WORK TO BE COMPLETED
Where the listing below has a line with "Currently, UPSERT can", write out exactly that line and every line after it, stopping after the line with "I am able to".

________________________

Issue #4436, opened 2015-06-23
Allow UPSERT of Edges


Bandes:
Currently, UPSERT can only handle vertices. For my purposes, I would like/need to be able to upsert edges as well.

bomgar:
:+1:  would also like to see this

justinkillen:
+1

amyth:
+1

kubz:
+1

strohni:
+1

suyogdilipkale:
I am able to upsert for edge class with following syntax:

________________________

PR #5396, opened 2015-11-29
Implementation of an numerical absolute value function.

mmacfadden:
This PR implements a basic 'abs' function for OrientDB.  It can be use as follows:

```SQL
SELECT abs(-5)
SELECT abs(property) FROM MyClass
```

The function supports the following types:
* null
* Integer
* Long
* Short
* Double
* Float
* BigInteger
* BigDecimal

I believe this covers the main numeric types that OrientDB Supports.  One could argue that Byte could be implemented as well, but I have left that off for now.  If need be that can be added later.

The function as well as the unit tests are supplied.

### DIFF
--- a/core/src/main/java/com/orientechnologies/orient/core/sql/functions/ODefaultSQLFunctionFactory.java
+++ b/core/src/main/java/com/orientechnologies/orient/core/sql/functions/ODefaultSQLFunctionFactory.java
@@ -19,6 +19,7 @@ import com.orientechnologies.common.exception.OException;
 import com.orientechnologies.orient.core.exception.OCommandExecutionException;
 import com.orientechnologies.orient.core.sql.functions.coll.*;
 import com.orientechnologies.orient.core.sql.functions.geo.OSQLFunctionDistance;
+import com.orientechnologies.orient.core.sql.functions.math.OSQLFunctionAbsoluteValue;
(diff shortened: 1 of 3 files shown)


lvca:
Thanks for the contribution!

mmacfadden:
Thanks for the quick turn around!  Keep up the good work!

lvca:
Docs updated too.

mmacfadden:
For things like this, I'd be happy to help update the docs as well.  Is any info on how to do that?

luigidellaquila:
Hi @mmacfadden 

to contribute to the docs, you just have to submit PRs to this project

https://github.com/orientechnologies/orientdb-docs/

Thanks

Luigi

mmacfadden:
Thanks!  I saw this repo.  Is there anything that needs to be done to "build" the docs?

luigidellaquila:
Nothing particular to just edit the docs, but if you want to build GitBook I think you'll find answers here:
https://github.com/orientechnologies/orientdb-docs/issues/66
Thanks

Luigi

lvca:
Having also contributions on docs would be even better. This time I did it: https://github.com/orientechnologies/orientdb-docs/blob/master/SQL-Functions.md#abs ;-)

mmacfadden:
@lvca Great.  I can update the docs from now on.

________________________

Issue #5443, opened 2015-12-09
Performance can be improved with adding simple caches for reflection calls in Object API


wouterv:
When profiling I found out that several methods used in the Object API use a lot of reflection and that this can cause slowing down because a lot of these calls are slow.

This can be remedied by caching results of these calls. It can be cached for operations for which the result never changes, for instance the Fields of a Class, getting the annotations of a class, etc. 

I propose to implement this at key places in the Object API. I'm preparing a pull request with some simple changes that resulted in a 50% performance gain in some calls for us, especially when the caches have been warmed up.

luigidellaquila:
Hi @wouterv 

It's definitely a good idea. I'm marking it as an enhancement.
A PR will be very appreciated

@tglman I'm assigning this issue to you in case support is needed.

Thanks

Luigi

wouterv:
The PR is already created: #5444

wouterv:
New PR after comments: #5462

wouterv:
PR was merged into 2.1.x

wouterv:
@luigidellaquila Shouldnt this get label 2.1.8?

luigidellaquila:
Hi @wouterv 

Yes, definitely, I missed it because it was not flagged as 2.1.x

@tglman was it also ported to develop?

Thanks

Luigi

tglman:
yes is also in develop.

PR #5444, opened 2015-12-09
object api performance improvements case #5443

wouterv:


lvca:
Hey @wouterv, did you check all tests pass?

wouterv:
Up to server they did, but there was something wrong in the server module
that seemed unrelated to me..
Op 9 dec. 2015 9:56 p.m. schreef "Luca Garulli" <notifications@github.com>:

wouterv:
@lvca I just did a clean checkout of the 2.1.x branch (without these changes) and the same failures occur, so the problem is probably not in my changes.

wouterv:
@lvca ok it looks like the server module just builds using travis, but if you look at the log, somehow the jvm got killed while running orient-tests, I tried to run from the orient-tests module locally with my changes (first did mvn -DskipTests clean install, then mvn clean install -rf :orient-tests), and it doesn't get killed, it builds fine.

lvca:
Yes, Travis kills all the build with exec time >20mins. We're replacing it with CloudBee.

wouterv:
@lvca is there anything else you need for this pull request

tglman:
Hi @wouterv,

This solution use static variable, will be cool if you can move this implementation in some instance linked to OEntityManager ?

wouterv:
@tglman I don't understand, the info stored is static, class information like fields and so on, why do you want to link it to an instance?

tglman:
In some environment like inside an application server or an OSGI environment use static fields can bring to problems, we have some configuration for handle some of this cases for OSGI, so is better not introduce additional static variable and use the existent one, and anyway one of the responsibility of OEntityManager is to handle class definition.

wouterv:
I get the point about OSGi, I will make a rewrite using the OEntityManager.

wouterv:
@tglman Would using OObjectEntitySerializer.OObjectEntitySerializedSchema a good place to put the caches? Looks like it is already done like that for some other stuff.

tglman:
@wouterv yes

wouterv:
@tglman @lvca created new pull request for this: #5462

________________________

RESPONSE AREA
Currently, UPSERT can only handle vertices. For my purposes, I would like/need to be able to upsert edges as well.

bomgar:
:+1:  would also like to see this

justinkillen:
+1

amyth:
+1

kubz:
+1

strohni:
+1

suyogdilipkale:
I am able to upsert for edge class with following syntax:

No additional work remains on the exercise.